Pois foi numa bela manhã ensolarada dum domingo de 1954 que de repente ouviu-se um estrondo como um tiro de canhão vindo do alto da Rua Fradique Coutinho. Mas o povo do bairro não se assustou, era só o morador do número 1239 da Fradique Coutinho, conhecido fogueteiro do bairro e fabricante de uns papagaios enormes formato barrilete com rabiola de pano os quais ia empinar com o filho ainda pequeno e a molecada do bairro. Seu nome era Natur, que além das bombas e papagaios tinha paixão pelo radioamadorismo.

Era um jovem de 30 anos, porte atlético e estatura mediana para a época, 1m65, cabelos pretos com umas entradas, apesar da pouca idade, que prenunciavam a futura calvície. Era elegante, com pinta de galã e um bigodinho à moda de Clark Gable.
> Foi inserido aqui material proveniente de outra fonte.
PR #1277, opened 2015-03-15
slugrunner: Fix command quoting

### LINKED ISSUE #656: slugrunner run arguments are parsed incorrectly
```
$ flynn run bash -c 'echo foo'
```

Only returns a single newline, the quoting is incorrect by the time it execs. I have verified that the argument quoting is correct all the way through to slugrunner. The best bet is probably to rewrite slugrunner in Go after we land #145.

titanous:
This fixes running commands with simple quoting and spaces like:

    flynn run bash -c "echo 'foo bar'"

I have not tested more advanced cases, as I suspect that this is good enough for the majority of use cases (even this does much quoting does not work on Heroku).

The leading space in the `printf` format string is necessary for some unknown reason that I didn't track down.

The test is in the git deploy suite because it requires an SSH key to be set up and we don't use git anywhere else in the test suite.

Closes #656

### DIFF
--- a/slugrunner/runner/init
+++ b/slugrunner/runner/init
@@ -51,7 +51,7 @@ case "$1" in
     fi
     ;;
   *)
-    command="$@"
+    printf -v command " %q" "$@"
     ;;
 esac
 
--- a/test/test_git_deploy.go
+++ b/test/test_git_deploy.go
@@ -160,3 +160,13 @@ func (s *GitDeploySuite) runBuildpackTest(t *c.C, name string, resources []strin
 
 	t.Assert(r.flynn("scale", "web=0"), Succeeds)
 }
+
+func (s *GitDeploySuite) TestRunQuoting(t *c.C) {
+	r := s.newGitRepo(t, "empty")
+	t.Assert(r.flynn("create"), Succeeds)
+	t.Assert(r.git("push", "flynn", "master"), Succeeds)
+
+	run := r.flynn("run", "bash", "-c", "echo 'foo bar'")
+	t.Assert(run, Succeeds)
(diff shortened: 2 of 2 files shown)


lmars:
@titanous 

> The leading space in the printf format string is necessary for some unknown reason that I didn't track down.

`"$@"` expands to `"$1" "$2" ...`, so with two args `echo 'foo bar'`, `printf " %q" "$@"` is expanded to `printf " %q" echo 'foo bar'` which prefixes a space to each argument:

```
$ bash -xc 'bash -c "$(printf " %q" "$@")"' -- echo 'foo bar'
++ printf ' %q' echo 'foo bar'
+ bash -c ' echo foo\ bar'
foo bar
```

Removing the leading space will just join the args together:

```
$ bash -xc 'bash -c "$(printf "%q" "$@")"' -- echo 'foo bar'
++ printf %q echo 'foo bar'
+ bash -c 'echofoo\ bar'
bash: echofoo bar: command not found
```

slugrunner/runner/init
```diff
@@ -49,13 +50,9 @@ case "$1" in
         puts (YAML.load_file('.release')['default_process_types'] || {})['$2']"
       )"
     fi
+    exec setuidgid nobody bash -c "${command}"
     ;;
   *)
-    command="$@"
+    exec setuidgid nobody bash -c "$(printf " %q" "$@")"
```
lmars: `printf` supports assigning variables with the `-v` flag, so this could be:

```
printf -v command " %q" "$@"
```

titanous:
@lmars Thanks! Comments addressed.

lmars:
LGTM

PR #1280, opened 2015-03-15
host: Don’t include env vars in debug info by default

### LINKED ISSUE #954: ENV secrets filter for upload-debug-info
If we have to share debug info it would be handy to have a reference / option to change how 'secret' `ENV` values are handled.

One thought would be to exclude all non-flynn related `ENV` values in the debug dump.

Or alternatively allow for a convention of a prefix/postfix we could use with our `ENV` keys (e.g. `SECRET_XYZ`

titanous:
There are many pieces of sensitive information that we shouldn’t collect that are in the environment. Also added a flag to `flynn-host inspect` to omit the environment.

Closes #954

### DIFF
--- a/host/cli/collect-debug-info.go
+++ b/host/cli/collect-debug-info.go
@@ -32,10 +32,11 @@ var debugCmds = [][]string{
 
 func init() {
 	Register("collect-debug-info", runCollectDebugInfo, `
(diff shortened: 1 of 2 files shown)


lmars:
LGTM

Essas brincadeiras de domingo eram feitas num campo usado também para futebol que ficava no final da Rua Purpurina, apenas a uma quadra da Fradique Coutinho. Ma estava se aproximando a hora do almoço, portanto chamou o garoto e foram os dois para casa no Ford Anglia verde 1949, recém-adquirido. Descendo a Fradique Coutinho resolveu dar uma paradinha na padaria na esquina da Wisard, onde havia uma parada de bondes, para se abastecer de cigarros e tomar um rápido aperitivo, afinal era domingo…
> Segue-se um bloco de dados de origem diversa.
PR #1281, opened 2015-03-15
host/cli: Collect iptables rules as part of debug info

### LINKED ISSUE #719: upload-debug-info should include iptables info
We should dump the full iptables rules list, some issues are caused by conflicting manually created rules.

titanous:
Closes #719


lmars:
LGTM

PR #1282, opened 2015-03-15
util/release: Move manifest types into separate package

titanous:
The installer (and other programs in the future) want to read these manifests. Currently the installer imports the main release package, which is brittle and adds 1-2MB to the binary size.

This patch moves the manifest types into a separate release package to make them easy to work with. No code is changed, just moved.


lmars:
LGTM

PR #1283, opened 2015-03-15
host/cli: Error when creating discovery token for single node

### LINKED ISSUE #1262: Error on --init-discovery=1
Using a discovery token for a single node doesn't make sense and can result in confusing etcd breakage.

titanous:
This is unnecessary, and can result in etcd failure when restarting the host.

Closes #1262


lmars:
LGTM

PR #1284, opened 2015-03-16
router: Show useful error when listen fails

### LINKED ISSUE #1149: Router should report port collisions better
Currently when the router is unable to bind to a port, it prints a generic error that does not reference the port. It should instead print the port it was trying to bind to, and suggest finding and stopping any services listening on that port.

titanous:
Errors from listen don't include the bound address, so wrap it in an error that prints the address along with an error.

Closes #1149


lmars:
LGTM

PR #1287, opened 2015-03-16
host: Store logs in /var/log/flynn rather than /tmp

lmars:
`/tmp` is commonly a tmpfs so rebooting a node can lose logs which are helpful for debugging purposes.


titanous:
This requires a change to CI: https://github.com/flynn/flynn/blob/c0a5adc07ae7cdc1cab2f9712405d1b0de941ce8/test/cluster/cluster.go#L630

lmars:
@titanous comments addressed

titanous:
LGTM

PR #1289, opened 2015-03-16
slugbuilder: Fix parsing release files with no default types

lmars:
For example the apt buildpack makes a release file containing `---` which is parsed to `nil` by Ruby:

https://github.com/ddollar/heroku-buildpack-apt/blob/master/bin/release


titanous:
LGTM

lmars:
@titanous updated the slugrunner too (the initial changes were to the slugbuilder)

titanous:
LGTM++

PR #2425, opened 2016-02-07
host: Fix displaying job ExitStatus in `flynn-host inspect`

lmars:
The field was changed to a pointer in commit 23babab.


titanous:
LGTM

PR #2426, opened 2016-02-07
host: Prevent multiple attachers to interactive jobs

### LINKED ISSUE #1697: host: Multiple job attach should be disabled when DisableLog is true
If `DisableLog` is set for a job, then clients get [attached to the job file descriptors](https://github.com/flynn/flynn/blob/master/host/libvirt_lxc_backend.go#L965-L989) (rather than the non-existent on disk logs), meaning if multiple clients attach to a job, the output will be distributed amongst the clients. This leads to unexpected behaviour (e.g. `flynn-host run` will miss some output if `flynn-host log` is run for the same job).

We should return an error if a client tries to attach to a job with `DisableLog` set which is already attached to another client.

lmars:
This means running `flynn-host log` for a job which has `DisableLog` set and is already attached now just returns as if there is no log.

I was lead to this by the fact that CI logs are currently around 100MB, with about 70MB of that being the output of the [controller backup test](https://github.com/flynn/flynn/blob/master/test/test_controller.go#L534-L537) because the postgres dump job is still running when the logs are dumped.

Fixes #1697.

### DIFF
--- a/host/attach.go
+++ b/host/attach.go
@@ -17,6 +17,20 @@ import (
 type attachHandler struct {
 	state   *State
 	backend Backend
+
+	// attached is a map of job IDs which are currently attached and is
+	// used to prevent multiple clients attaching to interactive jobs (i.e.
+	// ones which have DisableLog set)
+	attached    map[string]struct{}
+	attachedMtx sync.Mutex
+}
+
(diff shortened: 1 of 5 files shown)


titanous:
LGTM

PR #2427, opened 2016-02-08
worker: Stop DomainMigration jobs when worker is shutting down

lmars:
A `DomainMigration` job deploys the controller and so may result in the worker which is performing the migration killing itself, in which case the domain migration needs to stop waiting straight away so a new worker can continue with both the controller deploy and the domain migration.

I've also increased the stream reconnect timeout (see explanation in b9d3e51).


titanous:
LGTM

josephglanville:
LGTM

Do outro lado da Wisard existia um bar, um tanto mal frequentado, com portas de vaivém, estilo bar de filme de faroeste. Como estava próximo da hora do almoço e era uma parada rápida, resolveu deixar o garoto, que tinha cinco anos no carro, para evitar a tentação dos doces.

Era tudo o que o garoto queria. Logo se aboletou no banco do motorista para brincar que estava dirigindo, imitando tudo o que via o pai fazer, inclusive destravar o freio de mão… E não deu outra, o carro foi descendo pela Fradique e, como estava com a direção ligeiramente para a direita, cruzou a Wisard e foi direto para o bar da outra esquina, de onde alguém gritou:

– O carro do Natur está andando sozinho! E só se viam os frequentadores correndo para fora.

O garoto era pequeno e nem se via sua cabeça pelo para-brisa. O fordinho só parou quando bateu na porta de vaivém do boteco.

Muito susto e correria, mas além da porta do bar arrebentada, faróis partidos e lataria amassada, o garoto não sofreu dano algum. Tanto que cresceu, teve filhos, já é vovô e criou o hábito de contar historinhas antigas.